Figures 12 and 13 show the identified voxels in the brain for three different views of the brain for dataset D1 and D2, respectively. Our study also points to the differences in these regions between the schizophrenia patients and healthy subjects, as seen in Figs. 6, 7, 10, and 11. Moreover, several studies [9, 12, 23] have also identified regions similar to our study.

Fig. 12

Voxels identified by the proposed approach with variation in t-test values in different views of the brain for dataset D1 (1.5 Tesla)

Fig. 13

Voxels identified by the proposed approach with variation in t-test values in different views of the brain for dataset D2 (3 Tesla)

The main contribution of the paper lies in the application of a bi-objective optimization framework in classification of fMRI data. It uses NSGA-II to select a small set of features (voxels) that improves the classification accuracy. Our study also identifies the relevant regions of the brain which are potentially affected in schizophrenia. This study may throw light on the conventional line of treatment of the disorder.

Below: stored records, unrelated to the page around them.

PR #883, opened 2026-07-08
fix: key message drafts by conversation key instead of display name

### LINKED ISSUE #409: Channel message drafts are saved per conversation name...
**Describe the bug**
...instead of per channel ID. Which can lead to some interesting cases where if you join a different user-made channel with the same name (which is very much possible), or open a conversation with someone whose name matches that of a channel you have drafts for, you wind up crossing them.

User-made channels normally have an ID starting with ``adh-`` for this reason, so message drafts should try and use that instead of the display name.

**To Reproduce**

1. Join any channel with a name that can also be a character name
2. Write a message, but don't send it
3. Close the tab
4. Reopen the tab and sign in as the same character again
5. Open a PM with a character using this name (whether the character exists or not)
6. See your draft message appear

- OS: All
- Version 1.33.6

Kannamoris:
Drafts were cached under the lowercased conversation display name, so a user-made channel and a PM (or another channel) sharing that name would cross drafts. Conversations already carry a collision-safe key (#<channel.id> for channels, lowercased character name for PMs, _ for the console) that logs and per-conversation settings use, so drafts now use it too. Existing name-keyed channel drafts on disk are intentionally not migrated.

Fixes #409

### DIFF
--- a/chat/conversations.ts
+++ b/chat/conversations.ts
@@ -1262,6 +1262,9 @@ async function initConversationCache(this: Conversation): Promise<void> {
   // Restore message draft if it exists (e.g. accidentally closing the tab). Be sure the cache is reset for a new character if needed.
   await core.cache.conversationDraftCache.resetCacheIfNeeded();
 
+  // Only an open conversation knows both the display name pre-key drafts were stored under and its unique key.
+  core.cache.migrateConversationDraft(this.name, this.key);
+
   const draft = core.cache.getConversationDraft(this.key);
   this.enteredText = draft;
 
--- a/chat/conversations.ts
+++ b/chat/conversations.ts
@@ -137,7 +137,7 @@ abstract class Conversation implements Interfaces.Conversation {
   clearText(): void {
     setImmediate(() => {
       this.enteredText = '';
-      core.cache.conversationDraftCache.deregister(this.name);
+      core.cache.conversationDraftCache.deregister(this.key);
     });
   }
 
@@ -475,7 +475,7 @@ class PrivateConversation
       this.safeAddMessage(message);
 
       await this.logMessage(message, false);
-      core.cache.deregisterConversationDraft(this.name);
+      core.cache.deregisterConversationDraft(this.key);
       this.markRead();
     });
   }
@@ -1262,7 +1262,7 @@ async function initConversationCache(this: Conversation): Promise<void> {
   // Restore message draft if it exists (e.g. accidentally closing the tab). Be sure the cache is reset for a new character if needed.
   await core.cache.conversationDraftCache.resetCacheIfNeeded();
 
-  const draft = core.cache.getConversationDraft(this.name);
+  const draft = core.cache.getConversationDraft(this.key);
   this.enteredText = draft;
 
   if (!this.cacheActive) {
@@ -1282,8 +1282,8 @@ async function initConversationCache(this: Conversation): Promise<void> {
       }
 
       this.enteredText
-        ? core.cache.registerConversationDraft(this.name, this.enteredText)
-        : core.cache.deregisterConversationDraft(this.name);
+        ? core.cache.registerConversationDraft(this.key, this.enteredText)
+        : core.cache.deregisterConversationDraft(this.key);
     }, CONVERSATION_CACHE_UPDATE_FREQ_IN_MS);
   }
 }
--- a/learn/cache-manager.ts
+++ b/learn/cache-manager.ts
@@ -560,42 +560,42 @@ export class CacheManager {
   /**
    * Register the given draft in the draft cache.
    * @function
-   * @param {string} channel
-   * The intended recipient of the message, either a character name or a channel name.
+   * @param {string} key
+   * The unique key of the conversation the draft belongs to, e.g. `#adh-...` for a channel or a lowercased character name for a PM.
    * @param {string} message
    * The draft text as it currently exists in the input textbox.
    * @internal
    */
-  public registerConversationDraft(channel: string, message: string): void {
+  public registerConversationDraft(key: string, message: string): void {
     this.conversationDraftCache.register({
-      channel,
+      key,
       message
     });
   }
 
   /**
-   * Removes any existing draft from the cache for a given channel.
+   * Removes any existing draft from the cache for a given conversation.
    * @function
-   * @param {string} channel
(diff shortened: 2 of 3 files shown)


CodingWithAnxiety:
i just mereged my fix for this instead of yours oh my god i didnt see this im gonna die

CodingWithAnxiety:
yours is more comp[lete anyways so i reverted mine

CodingWithAnxiety:
... Okay. So, this is a long winded explanation as to why I won't merge this *yet*.

In short: The fix itself is right, yes. Every draft calls through `Conversation.key`, and so **new** channel drafts never collide with PM drafts. Great, perfect. However: 

The `channel` => `key` rename doesn't prevent old draft files from loading.  There's _no_ shape-aware deserialization anywhere in `getDrafts()`, it's just plain ol' `JSON.parse()`, and the only property ever read is `.message`. So pre-2.3.2 records load fully intact under their old lowercased name keys, which is fine for old Pm drafts. The issue is old channel drafts now sit in the same bare-name namespace PM lookups use, meaning that PMs which have a matching name will match, and thus load the now orphaned channel drafts. This means the issue in #409 is still preserved in some form, just with pre-upgrade data.

We should drop pre-2.3.2 `{channel}` style records which would fix this bug completely, but a more robust solution would be replacing `JSON.parse()` with something a little more intelligent. Maybe we could version drafts like we do exports, @FatCatClient ? Tie draft versions to the client version and when theres a breaking change we could do some kinda migration? Maybe that's over complicated tho, give your thoughts.

CodingWithAnxiety:
also, @Kannamoris , do you want me to fix this or do you want to?

FatCatClient:
> We should drop pre-2.3.2 {channel} style records which would fix this bug completely, but a more robust solution would be replacing JSON.parse() with something a little more intelligent. Maybe we could version drafts like we do exports, @FatCatClient ? 

If you're going by the book, you'd have to do this for every breaking format change, yes.

In this case, the initial import of the file would have to check if it is a pre-v2 version from the JSON and then purging incorrect data which does not exist in the defined type, before casting it to the type in question.


Fuck, this stupid JSON.parse() shit is why I can't stand Typescript sometimes. It's not even a flaw with TS's APIs, just the fact that it gets plopped right on top of regular Javascript like that.

Kannamoris:
> also, @Kannamoris , do you want me to fix this or do you want to?

I'll take care of it.

Kannamoris:
Pushed a fix. `populateCache()` now runs everything from disk through a sanitize pass that only keeps records matching the current `{key, message}` shape and re-keys them from the record itself, so the old `{channel}` records (and whatever other junk ends up in that file) just get dropped before anything can look them up. Basically what @FatCatClient described: purge anything that doesn't match the type before trusting it. And since the shape difference is unambiguous, it doubles as the version check.

One thing I did on purpose is that it filters on every load instead of migrating once. Backup import restores `drafts.txt` verbatim, so someone can reintroduce an old-format file months from now and a one-time migration would happily miss it. Filtering at the load boundary covers that forever, and the next periodic save rewrites the file clean anyway. Downside is old PM drafts get dropped too (nothing in the old records says which kind they were), but they're drafts. If you cared, you'd have hit send.

For device sync I also looked through how exports do it, and funny enough the manifest stamps `version: 2` but nothing in the importer ever reads it. The thing doing the real work there is the `isValidManifest` shape check, i.e. exactly this. So I'd hold off on a version field until the format actually grows. If we ever want one, `{version, drafts}` can be its own PR with this sanitize as the fallback for bare maps.

FatCatClient:
> For device sync I also looked through how exports do it, and funny enough the manifest stamps `version: 2` but nothing in the importer ever reads it. The thing doing the real work there is the `isValidManifest` shape check, i.e. exactly this. So I'd hold off on a version field until the format actually grows. If we ever want one, `{version, drafts}` can be its own PR with this sanitize as the fallback for bare maps.

I think what we really need is a generic shared method somewhere for parsing JSON to an object in a way that actually respects the intended type and its fields, which is another good way to prevent format issues: It can just check a version number and then fill in any missing fields it would otherwise assume it has, if necessary. No purging of orphaned fields required. 

Maybe a refactor for the future.

FatCatClient:
Anyway, after testing this for a bit, it seems to work exactly how we expected it would.

> Existing name-keyed channel drafts on disk are intentionally not migrated.

If this isn't a problem in @CodingWithAnxiety's eyes (and it's something I feel a bit iffy about, but not too much), then we can just merge it and finally cross it off.

Just as long as we properly tell people that this will happen in the changelogs, I guess.

CodingWithAnxiety:
> Anyway, after testing this for a bit, it seems to work exactly how we expected it would.
> 
> > Existing name-keyed channel drafts on disk are intentionally not migrated.
> 
> If this isn't a problem in @CodingWithAnxiety's eyes (and it's something I feel a bit iffy about, but not too much), then we can just merge it and finally cross it off.
> 
> Just as long as we properly tell people that this will happen in the changelogs, I guess.

I'm a tad skeptical, too. I'd like to see the reasoning for this intentional decision from the OP. @Kannamoris?

FatCatClient:
To be fair, I would have made the exact same decision too, since there is no way to accurately determine if an old-style name key belongs to a PM or channel. 

I just think people might not like that side effect.

Kannamoris:
Personally thought that drafts were not really that important to keep between versions. From experience I only see people using drafts as a safeguard in case the connection unexpectedly drops. For anything else I still think the drafts system just a little too unreliable. If you folk do want some sort of migration, I could look and see if I could implement something to take care of that.

Kannamoris:
Pushed the migration. Old {channel, message} records are no longer dropped; the sanitize pass now quarantines them in a side map that draft lookups never touch, and each conversation claims its own record when it opens, since that's the one moment both the display name and the collision-safe key are known. Unclaimed records are written back in their old shape until their conversation gets opened, so nothing is lost for rooms you don't visit on the first launch. The split still runs on every load, so a backup-imported old file months from now migrates the same way. Only genuinely ambiguous data is best-effort: a channel and a character sharing a name means whichever opens first gets the draft, which is the ceiling for what the old records can tell us.

CodingWithAnxiety:
After changes made, and testing, this seems sane.  Merging.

5 Conclusion and future scope

In this paper, we have addressed the problem of feature selection in fMRI data to improve the classification accuracy in a bi-objective framework. We have proposed a three-stage approach comprising of GLM analysis, statistical hypothesis testing, and NSGA-II to obtain a small set of relevant features that yields high classification accuracy. Thus, using a small set of 40 to 50 voxels, we achieved a mean classification accuracy of 99.5% over ten runs of the experiment. Using brain atlases in the Talairach space, we have successfully identified the regions of the brain that are mostly affected in schizophrenia patients. Specifically, we were able to identify the regions that are helpful to make a distinction between healthy subjects and schizophrenia patients. In future, one may explore the applicability of other evolutionary approaches like differential evolution, particle swarm optimization, and ant-colony optimization for identifying the brain regions affected by schizophrenia. Further, this study may be extended to incorporate the effect of different co-variates like age, gender, smoking habit, and anti-psychotic medication. It may also be interesting to explore the applicability of the proposed methodology to structural MRI analysis to find the volumetric changes in brain.